Но больше всего ему нравилось думать, что все они, когда вырастут, станут его более или менее точными копиями.

Неожиданно наткнувшись на пустую кроватку, брат Гэбриэл повернулся к дежурной медсестре, которая сопровождала его с того самого момента, когда он переступил порог детской.

– Это для малыша Мэри, – пояснила Дороти Пью почтительно. – У нее будет девочка. Недели через две, если все пойдет нормально.

– Конечно, все пойдет нормально. Разве может быть иначе?

– Эта кроватка будет готова, когда бы ребенок ни родился, – добавила медсестра.

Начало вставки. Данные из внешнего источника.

PR #45, opened 2020-10-23
remove konk-service-operator

kd7lxl:
konk-operator handles both konk and konkservice CRs, so there's no need for konk-service-operator


.github/workflows/pr.yaml
```diff
@@ -48,10 +48,9 @@ jobs:
         timeout-minutes: 5
         run: |
           make deploy-konk-service
-      - name: Deploy konk-service-operator
+      - name: Deploy konk-service
```
abalaven, line 51: Can you make this `Deploy example-konk-service`, so that it is distinct from the previous name?

Makefile
```diff
@@ -139,15 +137,7 @@ konk-operator-${GIT_VERSION}.tgz:
...
-konk-service-operator-${GIT_VERSION}.tgz:
-	mkdir -p helm-charts/konk-service-operator/crds
-	cp -vR config/crd/bases/* helm-charts/konk-service-operator/crds/
-	cp -vR config/rbac helm-charts/konk-service-operator/
-	rm helm-charts/konk-service-operator/rbac/konk_editor_role.yaml
-	rm helm-charts/konk-service-operator/rbac/konk_viewer_role.yaml
-	${HELM} package helm-charts/konk-service-operator --version ${GIT_VERSION} --app-version ${GIT_VERSION}
-
-package: konk-operator-${GIT_VERSION}.tgz konk-${GIT_VERSION}.tgz konk-service-operator-${GIT_VERSION}.tgz konk-service-${GIT_VERSION}.tgz
+package: konk-operator-${GIT_VERSION}.tgz konk-${GIT_VERSION}.tgz konk-service-${GIT_VERSION}.tgz
```
abalaven, line 140: Looks good, but the rm `konkservice_editor_role.yaml` and `rm konkservice_viewer_role.yaml` need to be removed from  the `konk-operator-${GIT_VERSION}.tgz` target

abalaven (approved):

PR #48, opened 2020-10-25
TK-65403 disable custom rest backend

drewwells:
TK-65403 disable custom rest backend

    - custom rest does not register any resource verbs kubernetes-sigs/apiserver-builder-alpha#551
    - template etcd variables
    - use temp dir by default
    - test example apiserver in PR build

DEMO
```
k apply -f sample/contact.yaml                                  
contact.example.infoblox.com/contact-example created
k get contact                                                   
NAME              CREATED AT
contact-example   2020-10-25T03:35:23Z
```


kd7lxl (approved):

kd7lxl (commented):
You could run your demo around this point of the e2e test:
https://github.com/infobloxopen/konk/blob/a2abc8a269f3a3af9fc76b5834a0b63eef5c6041/.github/workflows/pr.yaml#L69

abalaven (approved):

drewwells:
Added a PR step that verified contact CR can be created. The helm chart exists --wait without the API Service actually being up. This is disappointing. The until retries will ensure actions can be performed.

https://github.com/infobloxopen/konk/pull/48/checks

helm-charts/example-apiserver/values.yaml
```diff
@@ -97,7 +97,7 @@ tolerations: []
 affinity: {}
 
 apiserver:
-  create: false
+  create: true
```
kd7lxl, line 100: This creates the APIServer outside of konk, so what's the point? We want to prove it works inside konk.

PR #50, opened 2020-10-26
Don't put -konk in kubeconfig name

kd7lxl:
By using the exact release name (not a template) to build the kubeconfig name, it is easier for other charts that need to reference that kubeconfig to predict the secret name. Before this, the logic of the fullname template would sometimes insert `-konk` into the name and sometimes not, making it difficult to predict (dependent charts do not have access to konk's fullname template use it to generate the secret name directly).


helm-charts/konk-service/templates/configmap.yaml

Дороти Пью работала медсестрой в одной из средних школ в Южной Дакоте, когда брат Гэбриэл впервые услышал о ней и узнал, что она – преданная его последовательница. Результаты, которых она сумела добиться, произвели на него еще более сильное впечатление – эта миссионерша-нелегалка, работая практически в одиночку, сумела обратить и привести в лоно Церкви Благовещения несколько десятков неофитов. Брат Гэбриэл сам позвонил ей и, поблагодарив за самоотверженный труд, предложил оплатить ей переподготовку в качестве медицинской сестры отделения родовспоможения и постнатальной терапии. Как и следовало ожидать, Дороти Пью с радостью приняла предложение жить и работать при Храме. Когда же, закончив курсы повышения квалификации, она узнала, что ей предстоит ухаживать за детьми, рожденными для Программы, ее благодарности не было границ. Брат Гэбриэл даже чувствовал себя неловко – или, по крайней мере, делал вид, будто смущен, – когда Дороти пыталась выражать ему свою признательность на людях.